**Prompt:** Find the word "within" in the records below. List each line containing it.

**The data:**
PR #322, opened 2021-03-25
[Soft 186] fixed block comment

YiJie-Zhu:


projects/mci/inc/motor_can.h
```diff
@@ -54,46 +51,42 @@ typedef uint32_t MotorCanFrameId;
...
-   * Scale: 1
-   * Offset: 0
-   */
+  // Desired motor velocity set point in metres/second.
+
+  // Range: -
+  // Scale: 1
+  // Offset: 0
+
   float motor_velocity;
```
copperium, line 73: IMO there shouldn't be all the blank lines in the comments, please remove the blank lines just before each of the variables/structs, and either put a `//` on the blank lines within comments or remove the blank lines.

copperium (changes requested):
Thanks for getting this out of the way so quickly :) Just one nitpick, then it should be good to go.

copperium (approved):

---

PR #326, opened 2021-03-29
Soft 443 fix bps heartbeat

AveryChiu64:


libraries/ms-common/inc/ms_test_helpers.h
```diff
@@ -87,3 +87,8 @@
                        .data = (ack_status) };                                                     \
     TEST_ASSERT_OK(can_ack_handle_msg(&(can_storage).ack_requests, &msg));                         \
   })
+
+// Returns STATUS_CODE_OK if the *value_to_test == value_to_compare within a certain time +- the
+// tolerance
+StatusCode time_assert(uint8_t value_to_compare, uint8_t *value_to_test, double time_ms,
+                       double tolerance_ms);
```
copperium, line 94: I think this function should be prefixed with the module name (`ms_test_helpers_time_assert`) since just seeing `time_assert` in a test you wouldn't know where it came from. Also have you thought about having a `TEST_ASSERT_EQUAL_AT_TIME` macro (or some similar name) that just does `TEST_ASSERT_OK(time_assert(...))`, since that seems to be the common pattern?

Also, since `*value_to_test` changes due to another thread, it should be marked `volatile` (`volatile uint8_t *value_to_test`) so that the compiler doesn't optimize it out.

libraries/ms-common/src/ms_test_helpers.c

**Final answer:**
copperium, line 73: IMO there shouldn't be all the blank lines in the comments, please remove the blank lines just before each of the variables/structs, and either put a `//` on the blank lines within comments or remove the blank lines.
+// Returns STATUS_CODE_OK if the *value_to_test == value_to_compare within a certain time +- the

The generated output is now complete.